Generating New Patients While Maintaining a Professional and Positive Public Image

By Douglas J. Markham, DC

Doctors of chiropractic, who are not well-established or entering into practice for the first time, are faced with the age-old dilemma of how to acquire new patients. Coping with our fear and our reluctance to approach the small business and industrial community is probably the biggest deterrence to successful marketing. I doubt that any of us do not know that the best way to obtain new patients is not advertising, whether it be yellow pages, value pac coupons, newspapers, direct mail, or billboards. The best way is live, face-to-face contact with people -- "The Public." It is also well-known among practice-building consultants that screening exams at shopping malls, K-mart, etc. is a method of choice. It is also well-known that most doctors established in practice resign themselves to low-volume practice, rather than confront the indignity of following the above methods of spinal screening. They may have short-term value, but not without compromising the professional image of yourself and chiropractic in the community.

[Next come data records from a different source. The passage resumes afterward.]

PR #189, opened 2016-10-08
(chore): Improve the build performance when doing development

java2kus:
- [ ] Bugfix
- [ ] Feature
- [X] Build related changes
- [ ] CI related changes

Currently when doing development using the Angular2 Data table code base, it takes longer to do incremental builds (HMR). 

**What is the new behavior?**
The initial as well as incremental build process time has improved significantly.   On my Macbook pro, the incremental build time has come down from 9-10 seconds to approx 2 seconds per change.   Initial boot time has also improved from 18 seconds to 8 seconds.    This has been achieved by making the following changes:

- Package all vendor dependencies into a DLL.
- Made a change to tsconfig to not emit declaration data and have set both forkChecker and usewebPackText to true thus significantly improving performance.

- [X] Yes
- [ ] No

In order to do development in HMR mode,  we need to do the builds using 

```
npm run build:dll
npm run start:hmr
```

After the dll is created in the dist folder, the webpack dev server can be run in HMR mode.


amcdnl:
@java2kus -

- I had turned ForkChecker off on purpose as it was broken at one point. It has since been fixed I just forgot to turn it back on.
- Whats the difference between DLL and CommonChunk? I was under the impression CommonChunk did what DLL is described to do.

java2kus:
@amcdnl 

- Thanks for clarification on ForkChecker part.   I observed that turning it and the usewebPackText on improves the performance a lot.
- Both CommonChunk plugin and DLL plugin are used to split code dependencies into chunks thus providing performance benefits.   But when it comes to hot reloads and incremental builds, webpack processes all the javascript files in the vendor and polyfill array irrespective of whether anything changed  for CommonChunks plugin.   For DllPlugin, webpack just processes the DLL references just once i.e. first time load and on each subsequent reload, this whole chunk of dependencies (e.g. Angular, socketjs (used by webpack dev server) etc.) are skipped because they are already included statically in index.html.

I use the above trick for my application's dev build where I have included loads of dependencies (angular, ng material 2, ng bootstrap etc.)  and this has reduced the incremental build times significantly to around 3 seconds from 35s.   Do try it out on your machine and let me know the results.

java2kus:
@amcdnl I botched up my git repository.  If you are still interested in merging please do let me know and I will create a pull request again.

Unfortunately, chiropractic does not have the luxury of television shows depicting the miracles of chiropractic care. Therefore, the doctor of chiropractic must be prepared to educate the community on what we have to offer. The most ethical and the most professional way to educate the community is through public appearances.

How do you educate the vast majority of a community through public appearances? The best way to reach the public is where they work. Industry and businesses all over the world suffer the loss of billions of dollars every year due to physical stress in the workplace.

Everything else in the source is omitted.